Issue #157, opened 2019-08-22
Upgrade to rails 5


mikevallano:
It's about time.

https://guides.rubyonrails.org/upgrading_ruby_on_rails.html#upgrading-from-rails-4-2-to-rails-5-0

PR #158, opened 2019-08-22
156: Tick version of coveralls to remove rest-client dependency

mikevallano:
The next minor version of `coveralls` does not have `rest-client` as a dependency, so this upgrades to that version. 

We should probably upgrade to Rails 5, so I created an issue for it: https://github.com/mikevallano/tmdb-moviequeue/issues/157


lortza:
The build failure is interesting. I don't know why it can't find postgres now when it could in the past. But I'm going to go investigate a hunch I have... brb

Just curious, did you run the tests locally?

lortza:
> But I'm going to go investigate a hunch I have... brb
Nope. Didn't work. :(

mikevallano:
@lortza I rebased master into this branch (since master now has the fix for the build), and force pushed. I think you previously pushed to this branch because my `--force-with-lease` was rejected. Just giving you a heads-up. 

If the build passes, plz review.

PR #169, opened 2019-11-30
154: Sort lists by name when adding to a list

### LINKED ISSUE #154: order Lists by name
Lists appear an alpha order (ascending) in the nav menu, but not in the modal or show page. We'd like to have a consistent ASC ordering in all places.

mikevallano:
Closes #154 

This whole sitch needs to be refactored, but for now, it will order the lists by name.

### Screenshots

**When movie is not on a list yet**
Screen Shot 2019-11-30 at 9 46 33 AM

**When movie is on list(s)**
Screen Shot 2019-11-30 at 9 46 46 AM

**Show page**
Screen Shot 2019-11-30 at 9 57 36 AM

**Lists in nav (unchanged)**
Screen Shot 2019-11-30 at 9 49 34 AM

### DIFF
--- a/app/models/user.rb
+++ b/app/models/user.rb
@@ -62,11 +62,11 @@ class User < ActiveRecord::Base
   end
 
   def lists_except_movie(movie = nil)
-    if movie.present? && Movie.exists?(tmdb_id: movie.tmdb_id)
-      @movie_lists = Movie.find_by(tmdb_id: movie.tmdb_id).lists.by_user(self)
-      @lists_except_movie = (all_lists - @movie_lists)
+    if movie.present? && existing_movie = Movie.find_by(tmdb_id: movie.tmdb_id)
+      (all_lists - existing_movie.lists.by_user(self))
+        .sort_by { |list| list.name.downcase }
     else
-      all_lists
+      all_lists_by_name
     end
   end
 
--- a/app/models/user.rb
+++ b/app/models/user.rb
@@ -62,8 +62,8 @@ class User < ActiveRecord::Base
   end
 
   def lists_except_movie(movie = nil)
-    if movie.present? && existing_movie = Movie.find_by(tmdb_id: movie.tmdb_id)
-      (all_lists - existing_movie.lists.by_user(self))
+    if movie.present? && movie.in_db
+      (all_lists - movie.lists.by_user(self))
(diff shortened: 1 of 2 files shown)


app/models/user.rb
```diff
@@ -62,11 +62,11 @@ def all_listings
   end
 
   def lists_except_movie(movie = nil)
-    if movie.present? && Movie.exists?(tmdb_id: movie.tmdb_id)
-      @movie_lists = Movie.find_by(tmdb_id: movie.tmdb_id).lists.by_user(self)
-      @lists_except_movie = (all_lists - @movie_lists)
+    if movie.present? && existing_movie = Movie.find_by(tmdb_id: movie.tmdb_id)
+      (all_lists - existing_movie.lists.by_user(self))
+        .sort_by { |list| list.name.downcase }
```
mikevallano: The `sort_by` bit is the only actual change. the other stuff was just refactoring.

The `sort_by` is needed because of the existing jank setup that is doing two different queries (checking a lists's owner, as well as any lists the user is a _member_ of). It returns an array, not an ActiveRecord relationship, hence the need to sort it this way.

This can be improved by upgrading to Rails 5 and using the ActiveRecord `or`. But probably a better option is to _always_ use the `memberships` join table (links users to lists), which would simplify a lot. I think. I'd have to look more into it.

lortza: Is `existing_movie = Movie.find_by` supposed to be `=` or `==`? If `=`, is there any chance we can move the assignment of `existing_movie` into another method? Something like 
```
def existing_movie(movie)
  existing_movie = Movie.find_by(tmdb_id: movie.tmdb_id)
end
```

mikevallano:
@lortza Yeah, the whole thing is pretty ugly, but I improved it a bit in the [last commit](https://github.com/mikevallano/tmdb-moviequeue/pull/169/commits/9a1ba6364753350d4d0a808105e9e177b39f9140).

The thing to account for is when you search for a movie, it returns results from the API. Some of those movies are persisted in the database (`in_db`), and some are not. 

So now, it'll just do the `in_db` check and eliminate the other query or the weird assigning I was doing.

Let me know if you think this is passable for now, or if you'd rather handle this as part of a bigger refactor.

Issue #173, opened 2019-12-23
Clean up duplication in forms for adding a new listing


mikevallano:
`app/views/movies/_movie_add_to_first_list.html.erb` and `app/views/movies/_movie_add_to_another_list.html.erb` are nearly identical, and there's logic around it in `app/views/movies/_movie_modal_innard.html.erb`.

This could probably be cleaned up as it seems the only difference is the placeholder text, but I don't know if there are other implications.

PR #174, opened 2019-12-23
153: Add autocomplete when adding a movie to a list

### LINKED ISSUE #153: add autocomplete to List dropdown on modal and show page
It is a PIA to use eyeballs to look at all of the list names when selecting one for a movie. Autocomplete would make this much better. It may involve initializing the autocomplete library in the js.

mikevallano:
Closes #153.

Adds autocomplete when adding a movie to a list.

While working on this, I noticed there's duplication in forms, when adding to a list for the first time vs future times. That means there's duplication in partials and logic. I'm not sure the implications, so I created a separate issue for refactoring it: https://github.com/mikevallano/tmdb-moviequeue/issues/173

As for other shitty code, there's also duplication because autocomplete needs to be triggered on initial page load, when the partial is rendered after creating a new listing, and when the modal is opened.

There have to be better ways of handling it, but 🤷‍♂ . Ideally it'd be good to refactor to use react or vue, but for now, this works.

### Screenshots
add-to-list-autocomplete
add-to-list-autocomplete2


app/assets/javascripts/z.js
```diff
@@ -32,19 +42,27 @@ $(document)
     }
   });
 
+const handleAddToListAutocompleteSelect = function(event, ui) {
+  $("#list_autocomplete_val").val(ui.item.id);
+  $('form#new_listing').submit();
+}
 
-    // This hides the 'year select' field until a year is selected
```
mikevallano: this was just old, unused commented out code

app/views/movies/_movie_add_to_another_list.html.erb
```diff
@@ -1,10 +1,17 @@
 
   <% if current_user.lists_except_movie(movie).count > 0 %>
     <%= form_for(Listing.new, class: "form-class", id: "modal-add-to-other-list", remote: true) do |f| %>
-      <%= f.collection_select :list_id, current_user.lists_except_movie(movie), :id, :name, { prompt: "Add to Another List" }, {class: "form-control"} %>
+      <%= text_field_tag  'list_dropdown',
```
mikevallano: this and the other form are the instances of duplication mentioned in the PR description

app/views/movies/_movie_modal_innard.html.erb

::::

> [EXERCISE GOAL] Only a number is wanted here: how many lines in the entries contain the word "ActiveRecord"?

> [EXERCISE RESPONSE] 4